Mrs. Sauerbrey steps to the podium in front of the portrait of George Bush and launches into The Speech. Mr. Glendening is "Mr. Taxman," another in a long line of free-spending Maryland Democrats. Government as it gets larger and larger "takes away our freedom." When the framers of the constitution "set up the system of checks and balances, they didn't mean a blank check."

The performance is years in the making -- the public speaking, the campaigning, the mingling. All this took personal struggle, Mrs. Sauerbrey says days after the luncheon.

'How did I get here?'

"I was shy right through my teaching days," she says. "I'm a reserved and rather private and fairly shy person. There are times I look back and say 'How did I get here?' "

Her mother, Ethel Olsen, remembers how her daughter turned reticent in college, withdrawing as a way of coping with a bad case of acne. That was a switch for the child who got the nickname "Winky" from her habit of winking at people, who was so outgoing and bright that one day when she was about 8 or 9 her father looked at her and said: "'Some day you're going to be president.' "

More than 30 years later, she took her first step into elective politics. She ran for the General Assembly in 1978 in a district that included parts of Baltimore, Carroll and Harford counties, and won.

Her message of cutting taxes and government is unchanged from that first campaign. People give her credit for consistency, if not originality.

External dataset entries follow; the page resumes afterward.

PR #2146, opened 2026-07-18
Fix four keyboard/focus accessibility holes

### LINKED ISSUE #2133: Keyboard/focus accessibility holes: hover-only sidebar rail, card-game Space swallow, unfocused welcome-back gate, Popover focus dropped on async content swap
Four small keyboard/focus defects, bundled because each fix is a few lines and they share the frontend.md "real interactive controls" intent:

1. **Sidebar rail is not keyboard-expandable; the pin button is unreachable without a mouse.** `UI/src/components/sidebar/CollapsibleRail.svelte:108-110` — `expanded = $derived(pinned || hovering)` with `hovering` driven only by `onmouseenter`/`onmouseleave`, and the pin toggle rendered inside `{#if expanded}`. A keyboard-only user can never expand the rail or reach the pin control, and labels stay at `opacity: 0` while tabbing through nav items. An `onfocusin`/`onfocusout` pair mirroring the hover handlers fixes it.

2. **Card-game global Space handler swallows Space-activation of focused buttons.** `UI/src/routes/game/screens/card-game/loom-input.ts:32-43` — the window `keydown` calls `preventDefault()` on Space and engages Reflex whenever focus isn't in `INPUT`/`TEXTAREA`, so tabbing to "↺ RESET" (`loom/Controls.svelte:27`) and pressing Space triggers slow-time instead of the click (Enter still works). Guard on a focused button/interactive element. (Demo screen — could ride along with #259 work instead.)

3. **Welcome-back gate's only action isn't focused on open.** `UI/src/routes/game/welcome-back/WelcomeBackGate.svelte:46` — the gate is a plain full-screen div (no focus trap, no initial focus), so on arrival Enter does nothing until the player tabs to the button, despite the component doc describing Enter-to-dismiss. Autofocus the primary button (or add a window Enter handler).

4. **Popover initial focus lands on a control that then unmounts.** `UI/src/components/Popover.svelte:51-56` focuses the first focusable exactly once, keyed on `open`/`shell`. `CharacterSwitcher.svelte` renders a loading-state Cancel button first; when the async load resolves and `PlayerSelectPanel` replaces it, the focused element unmounts and focus falls to `<body>` until the next Tab re-anchors via the trap (`focus-trap.ts:83-85`). Re-run the focus placement when the popover's content swaps (or focus after the ready state renders). Minor — it self-heals on Tab.

ginderjeremiah:
## Summary

Fixes the four bundled keyboard/focus defects from #2133:

1. **Sidebar rail unreachable by keyboard.** `CollapsibleRail.svelte`'s `expanded` state was driven only by hover. Added `onfocusin`/`onfocusout` handlers (mirroring the existing hover handlers) so tabbing into any nav item expands the rail — making the pin button reachable and nav labels visible while tabbing, instead of staying at `opacity: 0`.

2. **Card-game Space handler swallowed button activation.** The global `keydown` handler in `loom-input.ts` called `preventDefault()` and engaged Reflex whenever focus wasn't in an `INPUT`/`TEXTAREA`, so tabbing to the "↺ RESET" button and pressing Space triggered slow-time instead of the click. Added `BUTTON` to the focused-element bypass list — the Reflex button already has its own explicit Space/Enter handling, so this only changes behavior for buttons (like Reset) that rely on native activation.

3. **Welcome-back gate's only action wasn't focused on open.** `WelcomeBackGate.svelte` is a plain full-screen div with no initial focus, so Enter did nothing until the player tabbed to the button, despite the docs describing Enter-to-dismiss. Added `autofocus` to the primary button (same pattern already used in `TagSearch.svelte`/`RewardPicker.svelte`).

4. **Popover focus dropped on async content swap.** `Popover.svelte` placed initial focus once, keyed on `open`/`shell`. When a consumer (e.g. `CharacterSwitcher`) swaps its loading-state content for the ready state within the same open popover, the focused element unmounts and focus fell to `<body>` until the next Tab re-anchored it via the trap. Added a `MutationObserver` that re-places focus onto the (possibly new) first focusable whenever a content swap drops focus outside the shell.

## Test plan

- [x] Added a `NavSidebar` test asserting `focusin`/`focusout` expands/collapses the rail and exposes the pin button.
- [x] Added a `loom-input` test asserting a focused button's Space keydown is no longer intercepted (no `preventDefault`, no Reflex engaged).
- [x] Added a `WelcomeBackGate` test asserting the enter button is the active element on render.
- [x] Added a `Popover` test simulating a loading→ready content swap and asserting focus re-anchors onto the new content.
- [x] Full frontend unit suite (`vitest run`) — 302 files / 3782 tests passing.

Closes #2133

---
_Generated by [Claude Code](https://claude.ai/code/session_01Xr2BM5Tsp6bxRuR3N92Y4q)_

### DIFF
--- a/UI/src/components/Popover.svelte
+++ b/UI/src/components/Popover.svelte
@@ -48,10 +48,24 @@ let shell = $state<HTMLElement | null>(null);
 
 // On open, move focus onto the first focusable inside the popover (or the shell itself if it has
 // none) so the trap has somewhere to anchor. Trap/Escape/scroll-lock/restore are owned by focusTrap.
+// Content can also swap while open (e.g. a loading placeholder replaced once an async fetch resolves);
+// if that unmounts the focused element, focus falls back to <body>, so a MutationObserver re-places it
+// onto the (possibly new) first focusable whenever a swap drops focus outside the shell.
 $effect(() => {
 	if (open && shell) {
-		const target = shell.querySelector<HTMLElement>(FOCUSABLE_SELECTOR);
-		(target ?? shell).focus();
+		const placeFocus = () => {
+			const target = shell?.querySelector<HTMLElement>(FOCUSABLE_SELECTOR);
+			(target ?? shell)?.focus();
+		};
+		placeFocus();
+
+		const observer = new MutationObserver(() => {
+			if (!shell?.contains(document.activeElement)) {
+				placeFocus();
+			}
+		});
+		observer.observe(shell, { childList: true, subtree: true });
+		return () => observer.disconnect();
 	}
 });
 </script>
--- a/UI/src/components/sidebar/CollapsibleRail.svelte
+++ b/UI/src/components/sidebar/CollapsibleRail.svelte
@@ -7,6 +7,8 @@
 	style:--rail-header-padding="{headerPadding}px"
 	onmouseenter={() => (hovering = true)}
 	onmouseleave={() => (hovering = false)}
+	onfocusin={() => (focused = true)}
+	onfocusout={() => (focused = false)}
 >
 	<!-- Header: brand wordmark + pin toggle -->
 	<div class="sidebar-header">
@@ -106,8 +108,9 @@ let {
 }: Props = $props();
 
 let hovering = $state(false);
+let focused = $state(false);
 
-const expanded = $derived(pinned || hovering);
+const expanded = $derived(pinned || hovering || focused);
 </script>
 
 <style lang="scss">
--- a/UI/src/routes/game/screens/card-game/loom-input.ts
+++ b/UI/src/routes/game/screens/card-game/loom-input.ts
@@ -28,10 +28,11 @@ export function runLoomLoop(view: CardGameView): () => void {
  *  pointer release/cancel anywhere ends a held Reflex (the button is press-and-hold, so the release can
  *  land off the button). Returns a teardown that removes every listener. */
 export function bindLoomInput(view: CardGameView): () => void {
-	// Hotkeys yield to focused sandbox sliders so they keep working.
+	// Hotkeys yield to focused sandbox sliders and buttons so they keep working (a focused button's own
+	// Space/Enter handling — e.g. the Reflex button's press-and-hold — takes precedence over the global one).
 	const onKeyDown = (e: KeyboardEvent) => {
 		const ae = document.activeElement;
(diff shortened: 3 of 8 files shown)


ginderjeremiah (commented):
## Review: keyboard/focus accessibility fixes (#2133)

**Verdict:** Approve — all four fixes are minimal, correctly scoped, and each ships a matching test. (Posted as a comment because I'm the PR author and GitHub won't accept a gating self-review.)

I traced each fix against the issue's intent and the surrounding code:

- **Sidebar rail (`CollapsibleRail.svelte`)** — the `focused` state mirrors `hovering` and folds into `expanded = pinned || hovering || focused`. `onfocusin`/`onfocusout` bubble, so any nav item receiving focus expands the rail and exposes the pin button. Tabbing between two items inside the rail nets `focused = true` after Svelte batches the focusout→focusin pair, so there's no collapse flicker.
- **Card-game Space swallow (`loom-input.ts`)** — adding `BUTTON` to the bypass list is safe because the only button that relies on Space-for-slow-time, the Reflex button, owns its own `onkeydown`/`onkeyup` Space/Enter handling (`loom/Controls.svelte:8-19`). So the RESET button regains native Space activation with no regression to Reflex.
- **Welcome-back gate (`WelcomeBackGate.svelte`)** — `autofocus` on the primary action matches the existing `TagSearch`/`RewardPicker` pattern, and the `svelte-ignore a11y_autofocus` is appropriate for a single-action full-screen gate.
- **Popover async swap (`Popover.svelte`)** — the `MutationObserver` re-places focus only when a content mutation has dropped `document.activeElement` outside the shell (`!shell.contains(...)`), which confines it to exactly the loading→ready unmount case rather than yanking focus on every DOM update. `focus()` triggers no mutations, so there's no observer loop, and the effect disconnects the observer on teardown. The optional chaining on `shell` is correct defensive coding since the observer callback runs after setup.

### Test coverage
Solid. Each fix has a targeted test mirroring the source path: `NavSidebar` (focusin/out expand + pin exposure), `loom-input` (focused-button Space no longer intercepted), `WelcomeBackGate` (button is active element on render), and `Popover` (loading→ready swap re-anchors focus). No backend or battle logic touched, so no cross-suite mirroring is required.

### What's good
Tight, well-commented changes that fix real keyboard-only defects without over-engineering. The Popover observer in particular is scoped precisely to the drop case rather than reaching for a blunter re-focus-on-every-change approach.

No blocking findings, no should-fixes, no nits. Approving; will merge once CI is green.

---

Her gubernatorial campaign act is sort of a not-as-funny, not-as-acerbic version of Texas Gov. Ann Richards, sprinkled liberally with recycled Reaganisms. In a press conference in Towson on fighting crime, she invokes Mr. Reagan's 1980 anthem by asking: "Is Prince George's County safer today than it was 12 years ago?" Listen for the homey Reagan syntax in the stock "checks and balances" line. Then there's her exasperated Papa Reagan rebuff: "Parris, you just don't get it."

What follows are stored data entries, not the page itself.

PR #2148, opened 2026-07-18
Add post-commit-failure test coverage for ProgressionStore.save() (#2062)

### LINKED ISSUE #2062: ProgressionStore.save() has no post-commit-failure test coverage
## Context

`EntityStore` has three dedicated tests for its save-failure recovery split ("re-seeds from server truth on a partial (committed) failure", "keeps local edits on a total (pre-commit) failure", "keeps local edits when the recovery refresh also fails"). `ProgressionStore.save()` *re-implements* this logic across a far riskier 9-step orchestration (early prereq split, early child removals, two id-remap refetches, final combined prereq batch — `progression-store.svelte.ts:579-588`), yet `progression-store.test.ts` covers only the pre-commit case.

Untested: a failure after `AddEditPaths` committed (must reseed so a retry can't re-Add), a failure in step 7/8 after child writes, the swallowed `reseed().catch(() =&gt; {})` leaving the baseline behind server truth, and the step-9 selection remap when `resolveId` throws for an unmapped negative selection. Given the retire/shrink ordering rules in this store were each bug-driven (#1776, #1827/#1804), the recovery path deserves the same scenario coverage the generic store has.

## Suggested fix

Add the committed-failure scenarios mirroring `EntityStore`'s three, plus the reseed-also-fails and selection-remap cases.

ginderjeremiah:
## Summary

`ProgressionStore.save()` re-implements `EntityStore`'s save-failure recovery split (committed vs. pre-commit failure, plus a swallowed recovery-refresh failure) across a much riskier 9-step orchestration, but `progression-store.test.ts` only covered the pre-commit case. This adds the missing post-commit-failure scenarios, mirroring `EntityStore`'s existing three tests plus one scenario unique to `ProgressionStore`'s extra selection-remap step:

- **Committed-then-refetch-fails**: a path `Add` commits (step 3), but the refetch that resolves its persisted id (step 4) then fails — recovery re-seeds from server truth so a retry can't re-`Add` the already-persisted path.
- **Child-write-then-child-write-fails**: a modifier write commits (step 7) before the reward write in the same batch fails — same re-seed recovery, scoped to a single tier's child collections.
- **Swallowed recovery-refresh failure**: when the committed-failure `reseed().catch(() => {})` itself fails, local state is left untouched (and now behind server truth) rather than throwing — documents/verifies this known, existing behavior.
- **Step-9 selection remap**: `resolveId` throwing for an unmapped negative selection (a stale post-add refetch that doesn't yet show the just-persisted path) is caught by the same committed-failure recovery path.

No production code changed — this is purely test-coverage for existing behavior, per the "tech debt" / `scope: small` labeling on the issue.

Closes #2062

## Test plan

- [x] `npx vitest run progression-store.test.ts` — 29/29 passed (4 new)
- [x] `npm run test:unit:ci` (full frontend suite) — 3790/3790 passed
- Backend unaffected (no `.cs` changes), so `dotnet build`/`dotnet test` not run.

---
_Generated by [Claude Code](https://claude.ai/code/session_018VNqhAiCibFXWhXiQd1pRL)_

### DIFF
--- a/UI/src/tests/routes/admin/workbench/progression/progression-store.test.ts
+++ b/UI/src/tests/routes/admin/workbench/progression/progression-store.test.ts
@@ -630,6 +630,116 @@ describe('save orchestration', () => {
 		// Pre-commit failure: the working edit is preserved for a clean retry.
 		expect(store.paths[0].name).toBe('Inferno');
 	});
+
+	it('re-seeds from server truth when the refetch after a committed path Add then fails, so a retry cannot re-Add it', async () => {
+		const store = new ProgressionStore();
+		await store.load();
+
+		store.addPath();
+		const pathLocal = store.selectedPathId as number;
+		store.patchPath(pathLocal, (d) => {
+			d.name = 'Fire';
+			d.activityKey = EActivityKey.Fire;
+		});
+
+		// The path Add commits server-side (step 3), but the very next refetch that resolves its
+		// persisted id (step 4) then fails — a partial, already-committed failure.
+		fetchMock.mockImplementationOnce(async () => {
+			throw new Error('replica timeout');
+		});
+
+		await store.save();
+
+		expect(toastErrorMock).toHaveBeenCalled();
+		expect(serverPaths).toHaveLength(1);
+		// Recovery re-seeded from server truth: no phantom negative-id path survives to re-Add on retry.
+		expect(store.paths.some((p) => p.id < 0)).toBe(false);
+		expect(store.paths).toHaveLength(1);
+		expect(store.paths[0].name).toBe('Fire');
+		expect(store.totalChanges).toBe(0);
+	});
+
+	it('re-seeds after a modifier write commits but the reward write in the same save then fails', async () => {
+		seedServer();
+		const store = new ProgressionStore();
+		await store.load();
+
+		store.addModifier(0, 3);
+		store.setReward(0, 3, 5);
+
+		postMock.mockImplementation(async (endpoint: string, body: Rec) => {
+			if (endpoint === 'AdminTools/SetProficiencyRewards') {
+				throw new Error('rewards write failed');
+			}
+			applyPost(endpoint, body);
+			return {};
+		});
+
+		await store.save();
+
+		expect(toastErrorMock).toHaveBeenCalled();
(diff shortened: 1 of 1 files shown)


ginderjeremiah (commented):
## Review: post-commit-failure test coverage for `ProgressionStore.save()` (closes #2062)

**Verdict:** Approve _(posted as a comment since I'm the PR author; no gating event available on one's own PR)_ — the four added scenarios accurately exercise the committed-failure recovery split the issue flagged as untested, with no production code touched.

I traced each new test against the real `save()` orchestration (`progression-store.svelte.ts:402-594`) and the `resolveNewIds`/`resolveId` helpers (`save-helpers.ts:58-116`):

- **Committed-then-refetch-fails** (`:634`) — step 3 commits `AddEditPaths`, the step-4 `GetPaths` refetch throws, `committed` is true, so the `catch` reseeds from server truth and the phantom negative-id path is gone. Correct.
- **Child-write-then-child-write-fails** (`:649`) — the step-7 modifier write commits before the reward write in the same batch throws; reseed reflects the partial server truth (modifiers persisted, rewards not). Correct.
- **Swallowed recovery-refresh failure** (`:671`) — persistent `fetchMock` throw makes the `reseed().catch(() => {})` swallow, leaving local state (now behind server truth) untouched with the negative-id path still dirty. Correctly documents existing behavior rather than asserting an aspiration.
- **Step-9 selection remap** (`:723`) — dropping the auto-tier ensures the unmapped local id first surfaces at the selection remap; `resolveNewIds` tolerates the missing add (empty map, no throw) and `resolveId` throws `No persisted id found`, caught by the committed-failure path. Correct.

### Test coverage
This IS the coverage — it closes the exact gap #2062 identified, mirroring `EntityStore`'s three committed/pre-commit/reseed-fails tests plus the `ProgressionStore`-only selection-remap case. Backend untouched (no `.cs`), so the mirrored-battle-logic rule doesn't apply. Full frontend suite reported green in the PR description.

### What's good
The scenario comments earn their length — they pin down the non-obvious step numbering and the deliberately-swallowed `catch`, which is exactly the kind of construct a later "simplification" could naively break. Identity-content matching and the fake in-memory backend keep these from being tautological mocks.

---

It's like listening to scratchy gramophone recordings from the Reagan Ranch.

But as Prince George's County Democrat Del. Timothy F. Maloney says, "You always know where she stands. . . . One of the most forthright people you'll ever meet."

Mr. Glendening's critics, on the other hand, say he's Clintonian in his tendency to shift course to suit the moment. He calls himself "a consensus builder."

Allies say he does not anger easily, doesn't hold grudges, or berate people. If elected, he's not apt to approach Willie Don's propensity for emotional display. Don't expect him to show up at the door if you write a letter to the editor criticizing him.

On the campaign trail

But what's this happening in the closing weeks of the campaign?

The Wonk gets personal, Winky fires back. It would be intense if it didn't sound so forced.

"Parris," she keeps saying during debates televised on cable in Montgomery County and on Maryland Public Television. She keeps turning to him. She's hitting him for being beholden to his campaign contributors, calling him "the $6 Milllion Man."

Mr. Glendening is not looking at her, not calling her by name. He's saying "she, she." He's calling her a "millionairess" with big investments in such polluting industries as chemicals, oil. He's suggesting that explains her poor environmental record.

What's this? Professor Glendening on the low road? What would Adlai Stevenson say?

"We very deliberately decided to step it up a notch," Mr. Glendening says later. Sure, he's a policy wonk, he says, "but the reality of the world is you have to have good old fashioned politics."

After the first debate, Mrs. Sauerbrey's media director, Carol Hirschburg, is asked about the slip of the professorial demeanor.

"I thought he was going to pop a blood vessel," she says. She draws a parallel with none other than Willie Don.

Mr. Glendening, she claims, "is a very authoritative personality. We had enough of that with our last governor. I'd say there are a lot of similarities."

Sure, sure. We'll believe that when we see the funny hats.